- Records for processing -
Issue #2236, opened 2024-05-13
Work-staff Page - Download broken


Connor1892:
**Describe the bug**
when downloading the grid from the work-staff page, it doesn't have any data in the co-lead, officer/analyst, or work lead columns.

same problem found in the Staff Insights csv.
and Partners Insights csv missing nations.
and Workplan Teams Tab csv is missing Role.

we think it's just that the query isn't looking for these as they're newest columns

**To Reproduce**

**Expected behavior**

**Screenshots**

**Additional context**

PR #2305, opened 2024-06-03
Download CSV bug - handle fields with no accessor keys

djnunez-aot:
#2236 

-Allow columns without accesor keys to access their data

### DIFF
--- a/epictrack-web/src/components/shared/MasterTrackTable/utils.ts
+++ b/epictrack-web/src/components/shared/MasterTrackTable/utils.ts
@@ -72,31 +72,6 @@ interface ExportToCsvOptions<T extends MRT_RowData> {
   filenamePrefix: string;
 }
 
-function getStaffNamesByRole(row: any, roleName: string): string {
-  return row.staff
-    .filter(
-      (staffMember: { role: { name: string } }) =>
-        staffMember.role.name === roleName
-    )
-    .map(
-      (staffMember: { first_name: string; last_name: string }) =>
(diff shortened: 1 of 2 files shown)


epictrack-web/src/components/shared/MasterTrackTable/utils.ts
```diff
@@ -72,17 +72,51 @@ interface ExportToCsvOptions<T extends MRT_RowData> {
...
+    .map(
+      (staffMember: { first_name: string; last_name: string }) =>
+        `${staffMember.last_name} ${staffMember.first_name}`
+    )
+    .join("; ");
+}
+
+const customAccessors: { [key: string]: (row: any) => any } = {
+  "Responsible EPD": (row) =>
+    `${row.responsible_epd?.first_name} ${row.responsible_epd?.last_name}`,
```
jadmnsaad: This is a utils file for the MasterTrackTable. Why do we have mention of Responsible EPD here and Work Lead here?

djnunez-aot: lots of tables dont have accessor keys that are common and it causes issues with exporting

jadmnsaad: but this component is general, it doesn't know or care about business logic like Responsible EPD or Work Lead. If this is the solution it shouldn't be here

djnunez-aot: should i just allow passing custom accessors then into the export function

PR #2332, opened 2024-06-14
delete function change pg

dinesh-aot:


epictrack-api/migrations/versions/f554f142190f_delete_work_change.py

- What is needed -
All entries are to be copied exactly as they read.

- Solution -
Issue #2236, opened 2024-05-13
Work-staff Page - Download broken


Connor1892:
**Describe the bug**
when downloading the grid from the work-staff page, it doesn't have any data in the co-lead, officer/analyst, or work lead columns.

same problem found in the Staff Insights csv.
and Partners Insights csv missing nations.
and Workplan Teams Tab csv is missing Role.

we think it's just that the query isn't looking for these as they're newest columns

**To Reproduce**

**Expected behavior**

**Screenshots**

**Additional context**

PR #2305, opened 2024-06-03
Download CSV bug - handle fields with no accessor keys

djnunez-aot:
#2236 

-Allow columns without accesor keys to access their data

### DIFF
--- a/epictrack-web/src/components/shared/MasterTrackTable/utils.ts
+++ b/epictrack-web/src/components/shared/MasterTrackTable/utils.ts
@@ -72,31 +72,6 @@ interface ExportToCsvOptions<T extends MRT_RowData> {
   filenamePrefix: string;
 }
 
-function getStaffNamesByRole(row: any, roleName: string): string {
-  return row.staff
-    .filter(
-      (staffMember: { role: { name: string } }) =>
-        staffMember.role.name === roleName
-    )
-    .map(
-      (staffMember: { first_name: string; last_name: string }) =>
(diff shortened: 1 of 2 files shown)


epictrack-web/src/components/shared/MasterTrackTable/utils.ts
```diff
@@ -72,17 +72,51 @@ interface ExportToCsvOptions<T extends MRT_RowData> {
...
+    .map(
+      (staffMember: { first_name: string; last_name: string }) =>
+        `${staffMember.last_name} ${staffMember.first_name}`
+    )
+    .join("; ");
+}
+
+const customAccessors: { [key: string]: (row: any) => any } = {
+  "Responsible EPD": (row) =>
+    `${row.responsible_epd?.first_name} ${row.responsible_epd?.last_name}`,
```
jadmnsaad: This is a utils file for the MasterTrackTable. Why do we have mention of Responsible EPD here and Work Lead here?

djnunez-aot: lots of tables dont have accessor keys that are common and it causes issues with exporting

jadmnsaad: but this component is general, it doesn't know or care about business logic like Responsible EPD or Work Lead. If this is the solution it shouldn't be here

djnunez-aot: should i just allow passing custom accessors then into the export function

PR #2332, opened 2024-06-14
delete function change pg

dinesh-aot:


epictrack-api/migrations/versions/f554f142190f_delete_work_change.py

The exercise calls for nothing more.